Material provided:
PR #422, opened 2021-08-17
Move make variables in Makefile

mansnils:
Moving GENDIR and other make variables up before target makefiles are
included, as cortex_m_corstone_300_makefile.inc is using the variables.

Fix for: https://github.com/tensorflow/tflite-micro/issues/390

Issue #407, opened 2021-08-13
Move hardware / platform support to repositories that are external to tflite-micro


advaitjain:
As an extension of https://github.com/tensorflow/tensorflow/issues/47413, we would like to move hardware platform support and platform-specific customization of the examples out of the tflite-micro repository and into platform specific repositories.

The goal with such a transition is:
 * Give more control over the TFLM integration to the maintainers of the specific platform, including set up of the IDE / build system etc.
 * Allow platform maintainers to decide at what cadence they would like to pull in updates from TFLM, make releases ...
 * Allow platform maintainers and easier way to customize and document the TFLM examples for their specific target.
 * Reduce the amount of code in the TFLM repository that can not be tested or maintained by the TFLM maintainers.
 * Simplify the examples in the TFLM repository (by not attempting to support various hardware variations, peripherals ...)

We are going to accelerate this transition by starting to delete the existing platform support because this is a common pain point and the existing way of supporting various hardware platforms is error-prone and not scalable. Some related discussions on this topic:
 * https://github.com/tensorflow/tflite-micro/issues/332#issuecomment-888436216
 * https://github.com/tensorflow/tflite-micro/issues/294#issuecomment-883922085
 * https://github.com/tensorflow/tflite-micro/issues/264#issuecomment-877307077
 * https://github.com/tensorflow/tflite-micro/issues/246#issuecomment-875958553
 * https://github.com/tensorflow/tflite-micro/issues/350
 * https://github.com/tensorflow/tflite-micro/issues/170#issuecomment-860888987

advaitjain:
Here is a (partial) list of existing integrations that will be affected by this change along with my guess of some of the relevant stakeholders:

 * apollo3evb, sparkfun_edge: @oclyke
 * arc: @gerbauz
 * arduino: migrated to https://github.com/tensorflow/tflite-micro-arduino-examples
 * ceva: @yair-ehrenwald
 * ecm3531: \<unknown\>
 * esp: @vikramdattu
 * himax: @bigcat-himax
 * mbed: @freddan80 
 * openmvcam: @kwagyeman
 * riscv32_mcu: @petewarden 
 * spresense: @takayoshi-k
 * stm32f4hal: @alxhoff
 * xcore: @andrewxcav

advaitjain:
[...]

PR #432, opened 2021-08-17
Build all the benchmarks as part of a `make build` command.

advaitjain:
With this change:

 * `make build` also build the benchmarks
 * As part of fixing `make build` for EthosU, we are switching it over to using the person_detection.tflite file from the repository instead of downloading it.
 * With this switch for EthosU, we no longer need to download the person_detect_int8 model and the corresponding calls are removed.

This PR also includes the changes from https://github.com/tensorflow/tflite-micro/pull/422 since the Ethos U build will continue to be broken without that.

Manually tested the following command:
```
make -f tensorflow/lite/micro/tools/make/Makefile CO_PROCESSOR=ethos_u OPTIMIZED_KERNEL_DIR=cmsis_nn TARGET=cortex_m_corstone_300 TARGET_ARCH=cortex-m55 test
```

BUG=http://b/197017812


tensorflow/lite/micro/examples/network_tester/network_tester_test.cc
```diff
@@ -24,8 +24,8 @@ limitations under the License.
 #include "tensorflow/lite/schema/schema_generated.h"
 
 #ifdef ETHOS_U
-#include "tensorflow/lite/micro/examples/person_detection/person_image_data.h"
-#include "tensorflow/lite/micro/tools/make/downloads/person_model_int8/person_detect_model_data.h"
+#include "tensorflow/lite/micro/examples/person_detection/testdata/person_image_data.h"
```
deqiangc, line 27: More of a question:  person_detection and network_tester both depends on this file. Is this more for convenience or are there other reasons?

tensorflow/lite/micro/tools/make/ext_libs/person_detection_int8_vela_convert.sh
```diff
@@ -38,49 +38,40 @@ cd "${ROOT_DIR}"
...
   echo "// This file is generated by $0." > ${CONVERTED_PERSON_MODEL_INT8}
-  echo '#include "tensorflow/lite/micro/tools/make/downloads/person_model_int8/person_detect_model_data.h"' >> \
+  echo '#include "tensorflow/lite/micro/models/person_detect_model_data.h"' >> \
        ${CONVERTED_PERSON_MODEL_INT8}
   echo -n "const " >> ${CONVERTED_PERSON_MODEL_INT8}
-  xxd -i ${DOWNLOADED_PERSON_MODEL_INT8_PATH}/person_detect_vela.tflite >> \
-      ${CONVERTED_PERSON_MODEL_INT8}
-  sed -i 's/tensorflow_lite_micro_tools_make_downloads_person_model_int8_person_detect_vela_tflite/g_person_detect_model_data/' \
+  xxd -i ${MODEL_DIR}/person_detect_vela.tflite >> ${CONVERTED_PERSON_MODEL_INT8}
+  sed -i 's/tensorflow_lite_micro_tools_make_gen_cortex_m_corstone_300_cortex_m55_default_genfiles_tensorflow_lite_micro_models_person_detect_vela_tflite/g_person_detect_model_data/' \
```
deqiangc, line 70: nit: maybe comment on where 
tensorflow_lite_micro_tools_make_gen_cortex_m_corstone_300_cortex_m55_default_genfiles_tensorflow_lite_micro_models_person_detect_vela_tflite come from?

tensorflow/lite/micro/benchmarks/Makefile.inc
```diff
@@ -9,21 +9,23 @@ tensorflow/lite/micro/benchmarks/micro_benchmark.h
...
+tensorflow/lite/micro/examples/person_detection/testdata/no_person.bmp
+
 ifeq ($(CO_PROCESSOR),ethos_u)
+  PERSON_DETECTION_BENCHMARK_GENERATOR_INPUTS += \
+    tensorflow/lite/micro/models/person_detect.tflite
+else
   # Ethos-U use a Vela optimized version of the original model.
   PERSON_DETECTION_BENCHMARK_SRCS += \
-  $(MAKEFILE_DIR)/downloads/person_model_int8/person_detect_model_data_vela.cc
+  $(GENERATED_SRCS_DIR)tensorflow/lite/micro/models/person_detect_model_data_vela.cc
```
deqiangc, line 22: nit and totally up to you:  $(GENERATED_SRCS_DIR)/tensorflow would more clearly indicate the expectation.  I think // would do no harm. WDYT?

tensorflow/lite/micro/examples/network_tester/network_tester_test.cc
advaitjain: The network tester example uses the person detect model for the EthosU target. Its not a very good design to have one example reach into the other example's directory for input data. But it is what we have right now.

Once we clean up the examples at a high level with https://github.com/tensorflow/tflite-micro/issues/407, we should certainly revisit how we organize the data and models that are shared across examples.

tensorflow/lite/micro/tools/make/ext_libs/person_detection_int8_vela_convert.sh
advaitjain: yeah, I'm letting all this be for now since it is internals of the Vela system that I am not too familiar with.

deqiangc (approved):

tensorflow/lite/micro/benchmarks/Makefile.inc
advaitjain: The // resulted in the vela compiler's outputs paths being a bit odd. More importantly, we've had double slash cause the MacOS build to fail previously so I am trying to avoid it.

I do agree with you that having `GENERATED_SRCS_DIR` not have a trailing / would be nicer. But that is how the Makefiles have been written so we'd have to make the change in multiple places.

advaitjain: For completeness, here is the MacOS fix: https://github.com/tensorflow/tflite-micro/pull/367

tensorflow/lite/micro/tools/make/Makefile
```diff
@@ -237,6 +237,16 @@ endif
 # runtime that can be linked in to other programs.
 MICROLITE_LIB_NAME := libtensorflow-microlite.a
 
+# Where compiled objects are stored.
```
fanghuaqi, line 240: If this part is placed here, then `TARGET_ARCH` and `BUILD_TYPE` stored in $(MAKEFILE_DIR)/targets/$(TARGET)_makefile.inc will not be able to affect the `GENDIR` variable, for example, for `TARGET=riscv32_mcu`, the TARGET_ARCH will be default set to x86-64, but before it should be `TARGET_ARCH := riscv32_mcu` defined in https://github.com/tensorflow/tflite-micro/blob/main/tensorflow/lite/micro/tools/make/targets/riscv32_mcu_makefile.inc#L2

tensorflow/lite/micro/tools/make/Makefile
```diff
@@ -550,16 +556,6 @@ ALL_SRCS := \
 	$(MICROLITE_CC_KERNEL_SRCS) \
 	$(MICROLITE_TEST_SRCS)
 
-# Where compiled objects are stored.
```
fanghuaqi, line 553: These lines should be kept, and previous hunks should be removed.

fanghuaqi (commented):
`TARGET_ARCH` and `BUILD_TYPE` is not able to be replaced by the ones defined in target makefile.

Prompt: If the string "issuecomment" appears in a line of the data above, that line counts. State how many such lines there are and nothing more.

Response: 5